Les travaux d’Allacci et Ivanovich servirent de base à de nouvelles chronologies qui apparurent au XVIIIe siècle. En 1730, Giovanni Carlo Bonlini (1673 – 1731), amateur vénitien, publia chez Bonarigo à Venise, de façon anonyme, une sorte d’almanach des théâtres italiens, intitulé Le glorie della poesia e della musica contenute nell’esatta notitia de teatri della città di Venezia. Quinze ans plus tard, ce fut le tour d’un autre amateur vénitien, Antonio Groppo, copiste, libraire et imprimeur de musique à Venise (vers 1700 – vers 1765). Tentant de corriger les erreurs de ses prédecesseurs, il fit paraître un Catalogo di tutti i drammi per musica recitati ne’ teatri di Venezia dall’ anno 1637 all’annon presente (1745).
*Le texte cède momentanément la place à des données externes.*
PR #463, opened 2020-09-29
feat: index image opm compatibility e2e test

exdx:
This is to help ensure that no changes are introduced into operator-registry that cause a problem for indexes.
The test measures startup success (meaning that the latest production index data can be properly handled by `opm registry serve`)

Test requirements:
* REDHAT_REGISTRY_USERNAME and REDHAT_REGISTRY_PASSWORD environmental variables be added to registry CI. I have tokens associated with my personal redhat account that we could use, or make new ones. 
* Due to https://github.com/moby/moby/issues/35987 we must be root user when copying some read-only files out of the 4.6 index image (which is based off the UBI image). This means having to use `sudo -E <env variables>` when running this test locally, which isn't great. Hopefully in CI we already run the tests as root user. 

**Reviewer Checklist**

### DIFF
--- a/test/e2e/opm_test.go
+++ b/test/e2e/opm_test.go
@@ -8,13 +8,15 @@ import (
 	"os"
 	"os/exec"
 	"path/filepath"
+	"strings"
+	"time"
+
+	"k8s.io/apimachinery/pkg/util/rand"
 
 	. "github.com/onsi/ginkgo"
 	. "github.com/onsi/gomega"
-	"github.com/otiai10/copy"
-	"github.com/sirupsen/logrus"
-	"k8s.io/apimachinery/pkg/util/rand"
-
+	command "github.com/operator-framework/operator-registry/cmd/opm/registry"
+	"github.com/operator-framework/operator-registry/pkg/client"
 	"github.com/operator-framework/operator-registry/pkg/containertools"
 	"github.com/operator-framework/operator-registry/pkg/image"
 	"github.com/operator-framework/operator-registry/pkg/image/containerdregistry"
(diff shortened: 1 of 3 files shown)


test/e2e/opm_test.go
```diff
@@ -435,3 +439,92 @@ var _ = Describe("opm", func() {
...
+			// dial server via gRPC client to ensure successful startup
+			// by default server listens on port 50051 for requests
+			var client *rpc.Client
+			Eventually(func() error {
+				const addr = "127.0.0.1:50051"
+				client, err = rpc.Dial("tcp", addr)
+				GinkgoT().Logf("rpc dial error: %s", err)
+				return err
+			}).Should(Succeed())
+
```
ecordell, line 516: Can we add some basic sanity checks here?

Maybe:
 - the list bundles api returns something? 
 - the listimages api returns a list of images? (we use it for disconnected mirroring)
 - is there a package we're pretty sure will always exist that we could use? (amq?)

ecordell: I realize that this part of the test will be slightly more brittle, but hopefull if it fails it will always be clear what the issue is, and if the test needs to be updated

exdx: I think that it's a good idea. I propose using the healthcheck and list bundles endpoints since those together demonstrate the index is running and is the most future-proof (as we move to the declarative-based index format). 

The registry interface exposes these methods so its easy to implement in the test as well.

ecordell:
/lgtm
/hold

holding until upstream tests pass

exdx:
Looking at the upstream test results looks like the e2e failure was unrelated to this PR https://travis-ci.com/github/operator-framework/operator-registry/jobs/399778402. 

Looks like we don't run the opm e2e test in Travis because the credentials are not provided (the tests are skipped and therefore pass). So I'm currently working on making sure the new test runs downstream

Au XIXe siècle, la chronologie des opéras vénitiens fut l’objet de nouveaux travaux. Francesco Caffi (1778 – 1874), historien de la musique, après avoir travaillé sur la musique religieuse de la Cappella San Marco, laissa inachevée une Storia della musica teatrale in Venezia, qui ne fut publiée qu’en 1925. En 1878, le comte Giovanni Salvioli publia à Milan, chez Ricordi, sous le pseudonyme de Livio Niso Galvani, I teatri musicali di Venezia nel secolo XVII (1637-1700), dans lesquels les opéras sont classés par théâtre et par ordre chronologique, et assortis de précieux commentaires.

Les erreurs de Cristoforo Ivanovich devaient immanquablement attirer à nouveau l’attention des chercheurs. Certaines sont manifestes, tel le nombre excessif d’opéras attribués à Francesco Cavalli, parmi lesquels on trouve aussi bien l’Adone de Monteverdi que la Finta pazza ou le Bellerofonte de Sacrati. Il revenait à un étudiant américain, Thomas Walker, d’opérer les rectifications nécessaires dans Gli errori di Minerva al tavolino : osservazioni sulla cronologia delle prime opere veneziane, en 1976.